PR #11916, opened 2021-11-29
[kvutils] - Integrate the deduplication offset support into kvutils [kvl-1172]

nicu-da:
- this adds full support for offsets as deduplication periods in kv ledgers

### Problem to solve
Set aside each line above that includes the string "deduplication" and report it.

### Expected output
[kvutils] - Integrate the deduplication offset support into kvutils [kvl-1172]
- this adds full support for offsets as deduplication periods in kv ledgers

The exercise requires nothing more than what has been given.